Despite the integrative nature of the analysis, several methodological limitations should be considered. First, promoter cis-element analysis is descriptive and does not demonstrate functional TF binding. Second, the expression dataset used for candidate prioritization represents specific developmental stages and environmental conditions, which may not capture all regulatory contexts in which anthocyanin-related MYBs are active. Some candidate genes may therefore exhibit condition-specific or tissue-specific expression patterns that were not detected in the available data. In addition, the fold-change analysis provides an initial prioritization of candidate OsMYB genes that may regulate anthocyanin accumulation in black rice pericarp. However, due to the absence of replicates and statistical testing, these results cannot be interpreted as definitive evidence of differential expression. Future studies with biological replicates and experimental validation are needed to confirm the roles of these candidates in flavonoid and anthocyanin biosynthesis. Finally, phylogenetic similarity alone cannot establish functional equivalence between MYB orthologs across species.
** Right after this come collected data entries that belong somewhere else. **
PR #1425, opened 2023-03-07
OCPBUGS-7540: ztp: Add `soakSeconds` annotation to informDUValidator

sudomakeinstall2:
first time TALM observes a policy with this annotation as compliant, it won't move on. In future reconcilations if the specified number of seconds has passed since the first compliancy time and policy is still compliant, then TALM will move on from this policy.

### DIFF
--- a/ztp/gitops-subscriptions/argocd/example/policygentemplates/group-du-sno-validator-ranGen.yaml
+++ b/ztp/gitops-subscriptions/argocd/example/policygentemplates/group-du-sno-validator-ranGen.yaml
@@ -20,3 +20,8 @@ spec:
     - fileName: validatorCRs/informDuValidator.yaml
       remediationAction: inform
       policyName: "du-policy"
+      
+      # This low setting is only valid if the validation policy is disconnected from the cluster at steady-state
+      # using a bindingExcludeRules entry with ztp-done
+      evaluationInterval:
+        compliant: 5s
--- a/ztp/policygenerator-kustomize-plugin/kustomization.yaml
+++ b/ztp/policygenerator-kustomize-plugin/kustomization.yaml
@@ -4,3 +4,25 @@ generators:
 - testPolicyGenTemplate/group-du-sno-ranGen.yaml
 - testPolicyGenTemplate/site-du-sno-1-ranGen.yaml
 - testPolicyGenTemplate/site-du-sno-2-ranGen.yaml
+- testPolicyGenTemplate/example-group-du-sno-validator-ranGen.yaml
+
+# Updates to the PerformanceProfile or MachineConfigurations may take a short period of time before 
+# causing the MachineConfigPool to move to degraded. This patch adds an annotation to validator policy.
+# This soak time ensures that the upgrading status can be set prior to considering the validation policy
+# in compliance
+patches:
+- patch: |-
+    apiVersion: policy.open-cluster-management.io/v1
+    kind: Policy
+    metadata:
+      annotations:
+        # first time TALM observes this policy as compliant, it won't move on.
+        # In future reconcilations if the specified number of seconds has passed 
+        # since the first compliancy time and policy is still compliant, then TALM
+        # will move on from this policy
+        ran.openshift.io/soak-seconds: "30"
+
+      # The 'name' an 'namespace' values must match the values in the validator policy
+      # the policy name format is as {name}-{spec.sourceFiles[x].policyName}
+      name: example-group-du-sno-validator-du-policy
+      namespace: ztp-group
--- a/ztp/gitops-subscriptions/argocd/example/policygentemplates/group-du-3node-validator-ranGen.yaml
+++ b/ztp/gitops-subscriptions/argocd/example/policygentemplates/group-du-3node-validator-ranGen.yaml
@@ -20,3 +20,8 @@ spec:
     - fileName: validatorCRs/informDuValidator.yaml
       remediationAction: inform
       policyName: "du-policy"
+
+      # This low setting is only valid if the validation policy is disconnected from the cluster at steady-state
+      # using a bindingExcludeRules entry with ztp-done
+      evaluationInterval:
+        compliant: 5s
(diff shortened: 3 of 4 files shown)


ztp/gitops-subscriptions/argocd/example/policygentemplates/group-du-sno-validator-ranGen.yaml
```diff
@@ -20,3 +20,4 @@ spec:
     - fileName: validatorCRs/informDuValidator.yaml
       remediationAction: inform
       policyName: "du-policy"
+      compliant: 5s
```
imiller0, line 23: This low setting is only valid if the validation policy is disconnected from the cluster at steady-state using a bindingExcludeRules entry with ztp-done. Please add a comment to help document this.

ztp/source-crs/validatorCRs/informDuValidator.yaml
```diff
@@ -4,6 +4,11 @@ metadata:
   name: $mcp
   annotations:
     ran.openshift.io/ztp-deploy-wave: "10000"
+    # first time TALM observes this policy as compliant, it won't move on.
+    # In future reconcilations if the specified number of seconds has passed 
+    # since the first compliancy time and policy is still compliant, then TALM
+    # will move on from this policy
+    soakSeconds: "30"
```
imiller0, line 11: Can we make this annotation more TALM specific? If, for example, the Policy team implements a similar annotation we don't want to have a name collision. eg ran.openshift.io/soakSeconds

imiller0 (commented):
Is the 3node cluster validator missing?

ztp/gitops-subscriptions/argocd/example/policygentemplates/group-du-sno-validator-ranGen.yaml
jc-rh, line 23: This field should be under `evaluationInterval`

ztp/source-crs/validatorCRs/informDuValidator.yaml
jc-rh: Is this the right place for the annotation though? @serngawy Policy gen copies it from this MCP CR template to the policy?

serngawy: this annotation `soakSecond` will be in the MachineConfigPool that exist in the policy not in the policy annotation. Is that what you are looking to do ?

jc-rh: In the end, it needs to be in policy annotation for TALM to recognize. However, from a modelling perspective, it does make some sense to attach it to the actual CR template at the source. How about policy gen checking this value in CRs and use the greatest at the policy level? Sort of similar to the checks on the waves.

ztp/policygenerator-kustomize-plugin/kustomization.yaml
```diff
@@ -4,3 +4,18 @@ generators:
...
+    kind: Policy
+    metadata:
+      annotations:
+        # first time TALM observes this policy as compliant, it won't move on.
+        # In future reconcilations if the specified number of seconds has passed 
+        # since the first compliancy time and policy is still compliant, then TALM
+        # will move on from this policy
+        ran.openshift.io/soak-seconds: "30"
+      name: group-du-sno-validator-du-policy
+      namespace: ztp-group
```
sudomakeinstall2, line 21: does this look good?
@jc-rh @imiller0 @serngawy

ztp/gitops-subscriptions/argocd/example/policygentemplates/group-du-sno-validator-ranGen.yaml
```diff
@@ -20,3 +20,5 @@ spec:
     - fileName: validatorCRs/informDuValidator.yaml
       remediationAction: inform
       policyName: "du-policy"
+      evaluationInterval:
+        compliant: 5s
```
jc-rh, line 24: As Ian mentioned, can we add some comments here to explain why this short interval value is ok with this policy.

ztp/policygenerator-kustomize-plugin/kustomization.yaml
imiller0: I think that the comment should discuss why adding this is necessary. Something along the lines of "updates to the PerformanceProfile or MachineConfigurations may take a short period of time before causing the MachineConfigPool to move to degraded. This soak time ensures that the upgrading status can be set prior to considering the validation policy in compliance.

ztp/policygenerator-kustomize-plugin/testPolicyGenTemplate/group-du-sno-validator-ranGen.yaml
```diff
@@ -0,0 +1,24 @@
+apiVersion: ran.openshift.io/v1
+kind: PolicyGenTemplate
+metadata:
+  # The name will be used to generate the placementBinding name as {name}-placementBinding, the placementRule name as {name}-placementRule,
+  # and the policy name as {name}-{spec.sourceFiles[x].policyName}
+  name: "group-du-sno-validator"
+  namespace: "ztp-group"
```
imiller0, line 7: Can you make this look more like test code? When the test versions are nearly identical to the reference configuration it causes confusion on what the active version of code is.

ztp/policygenerator-kustomize-plugin/kustomization.yaml
imiller0, line 21: We need a comment that the name/namespace here **must match** the values in the validator policy.

imiller0 (approved):
/lgtm

As a short-term fix/workaround this is good, however we need to continue working on the underlying issue. Customers will need to adapt the patch in kustomization.yaml to their deployment/environment which requires that we communicate it to them and that they correctly implement it (any error will simply miss adding the annotation which may not be noticed until upgrading at scale).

Future studies should therefore focus on functional validation of prioritized candidates. Approaches such as transgenic overexpression, gene knockout using CRISPR/Cas systems, promoter activation assays, and co-expression analysis with structural genes of the flavonoid pathway (e.g., DFR, ANS, and UFGT) would help determine whether these MYBs directly regulate anthocyanin biosynthesis [94]. Validation of predicted miRNA–MYB interactions through degradome sequencing or reporter assays could further clarify post-transcriptional regulatory mechanisms [95].

Overall, this integrative genome-wide analysis identifies a prioritized set of MYB TFs potentially involved in anthocyanin regulation in rice. These findings provide a foundation for future functional studies and may support the development of pigment-rich rice varieties with enhanced nutritional and antioxidant properties.

5 Conclusions

This study provides a genome-wide characterization of 109 OsMYB TFs in rice, identifying candidate genes potentially involved in anthocyanin biosynthesis and pericarp pigmentation. Phylogenetic analysis, conserved R2R3-MYB domains, and expression profiling highlight genes that may act as key regulators, providing a framework for future functional studies to validate their roles. The analysis of miRNA involved cis-regulatory elements and comparative orthology with Arabidopsis and other rice species further supports their potential involvement in pigment accumulation and stress-related pathways. These candidates OsMYBs represent promising targets for future genetic improvement and biofortification efforts, although their functional activity and regulatory impact on anthocyanin biosynthesis require experimental confirmation. Overall, this work lays a foundation for targeted studies to elucidate regulatory networks controlling pigmentation and may ultimately contribute to the development of nutritionally enriched and stress-resilient rice varieties.